Era un ragazzo sano, agile, ma tremendamente magro. Gli amici lo chiamavano “stringa”. Aveva una passione in testa, e nient’altro: il ciclismo. Non veniva da una famiglia di ciclisti, ma di contadini, tutti amanti del ciclismo però e delle sue storie. E lui, a 15 anni, voleva diventare un corridore, ma gli amici, sentendolo, lo prendevano in giro ridendo: “Corridore tu? Ma va la che sei un cavalletto”. Nel dialetto locale cavalletto vuole dire “ronzino”. Insomma, la considerazione era poca, ma basata sull’aspetto, e spesso nel ciclismo l’aspetto tradisce.
Stringa faceva su e giù tra la casa dei genitori e il salumaio dove lavorava con la pesante bici, prestatagli da suo zio Livio, con cui consegnava i pranzi avvolti in tele a quadrettoni e salumi. Una bici da panettiere, da garzone insomma.
Una mattina, di buon’ora, sta pedalando allegramente verso il lavoro quando vede davanti a se un gruppo di corridori dilettanti in allenamento. È la prima volta che ne vede un gruppetto cosi da vicino, mentre si allenano. Spinto da curiosità si avvicina e comincia ad osservarne le maglie colorate, le fantastiche bici. Vere bici da corsa: coi cambi, i tubolari, i puntapiedi.

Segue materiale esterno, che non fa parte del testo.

Issue #490, opened 2022-01-23
TypeError: Cannot read property 'forEach' of undefined


sahariko:
#### Issue description

When running the CLI on a stats file (not all stats files, just some), I'm getting the following error, and the following error only:

```
Could't analyze webpack bundle:
TypeError: Cannot read property 'forEach' of undefined
```

It's not a lot to go on, there aren't any helpful hints or file names in which it crashes.

#### Technical info

<pre>
System:
    OS: macOS 11.6
    CPU: (12) x64 Intel(R) Core(TM) i7-9750H CPU @ 2.60GHz
    Memory: 3.08 GB / 16.00 GB
    Shell: 5.8 - /bin/zsh
  Binaries:
    Node: 12.22.0 - ~/.nvm/versions/node/v12.22.0/bin/node
    Yarn: 1.22.17 - ~/.nvm/versions/node/v12.22.0/bin/yarn
    npm: 6.14.15 - ~/.nvm/versions/node/v12.22.0/bin/npm
  npmPackages:
    terser-webpack-plugin: 5.1.3 => 5.1.3 
    webpack: 5.64.1 => 5.64.1 
    webpack-cli: 4.7.2 => 4.7.2 
    webpack-dev-server: 4.7.3 => 4.7.3 
    webpack-manifest-plugin: 3.1.1 => 3.1.1 
</pre>

#### Debug info

Using the CLI - `npx webpack-bundle-analyzer@latest stats.json`, with the following plugins:
- [`@sentry/webpack-plugin`](https://github.com/getsentry/sentry-webpack-plugin)
- [`terser-webpack-plugin`](https://webpack.js.org/plugins/terser-webpack-plugin/)
- [`webpack-manifest-plugin`](https://github.com/shellscape/webpack-manifest-plugin)
- [`mini-css-extract-plugin`](https://github.com/webpack-contrib/mini-css-extract-plugin)
- [`terser-webpack-plugin`](https://webpack.js.org/plugins/terser-webpack-plugin/)
- [`webpack.ContextReplacementPlugin`](https://webpack.js.org/plugins/context-replacement-plugin/)
- [`webpack.DefinePlugin`](https://webpack.js.org/plugins/define-plugin/)

valscion:
> on a stats file (not all stats files, just some),

Are you able to post a stats file that causes this issue?

[...]

PR #717, opened 2026-06-04
fix: handle child stats without root assets

puneetdixit200:
## What

Initialize the selected child stats object's `assets` array before appending assets from later child compilations.

## Why

When root stats contain only `children`, and the first child has no `assets` while a later child does, `getViewerData()` currently tries to push into `undefined` and crashes before producing chart data. This is one of the missing-stats-shape cases discussed in #490.

## How

Added a focused regression test for that stats shape and guarded the selected child stats with an empty `assets` array before merging later child assets.

## Validation

- `NODE_OPTIONS=--openssl-legacy-provider npx jest test/analyzer-get-viewer-data.js --runInBand` failed before the fix with `Cannot read properties of undefined (reading 'push')`
- `NODE_OPTIONS=--openssl-legacy-provider npx jest test/analyzer-get-viewer-data.js --runInBand`
- `npm run build`
- `NODE_OPTIONS=--openssl-legacy-provider npx jest test/analyzer-get-viewer-data.js test/analyzer.js --runInBand --testTimeout=60000`
- `npm run lint`
- `git diff --check`

Note: I also tried the full Jest suite with `--testTimeout=60000`; the analyzer tests passed, but the run failed in `test/plugin.js` after 128 passed / 4 skipped due to a local Puppeteer `afterEach` browser cleanup timeout.

### DIFF
--- a/src/analyzer.js
+++ b/src/analyzer.js
@@ -230,6 +230,7 @@ function getViewerData(bundleStats, bundleDir, opts) {
   ) {
     const { children } = bundleStats;
     [bundleStats] = bundleStats.children;
+    bundleStats.assets ||= [];
     // Sometimes if there are additional child chunks produced add them as child assets,
     // leave the 1st one as that is considered the 'root' asset.
     for (let i = 1; i < children.length; i++) {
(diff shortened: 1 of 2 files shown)


alexander-akait:
Please accept CLA and fix copilot review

Il gruppetto accelera sugli strappi, ma il ragazzino con la bici da garzone è sempre li. Alla fine uno dice ad alta voce: “Mario, cosa vorrà questo ragazzino che ci segue con tanto accanimento sulla bicicletta di suo nonno?”.
Il ragazzino, da bravo piemontese, è suscettibile e gliela giura: raccoglie tutte le sue forze e scatta sui pedali. Supera il gruppetto e riesce a prendere cento metri di vantaggio. I dilettanti lo seguono alla disperata, ma i cento metri non diminuiscono. In centro al paese, dove c’è il negozio del pizzicagnolo ad aspettarlo, Stringa arriva per primo conservando i cento metri di distacco che è riuscito a dargli con lo scatto iniziale.
Come scriverà molti anni più tardi di quella bicicletta da garzone:
“È stata lei ad avermi rivelato a me stesso, ad avermi offerto, in quella indimenticabile mattina di tanti anni fa, il primo sapore della lotta; più cara assai di tutte le meravigliose macchine di cui mi sono servito più tardi e che rappresentavano le compagne inseparabili della mia vita sportiva“.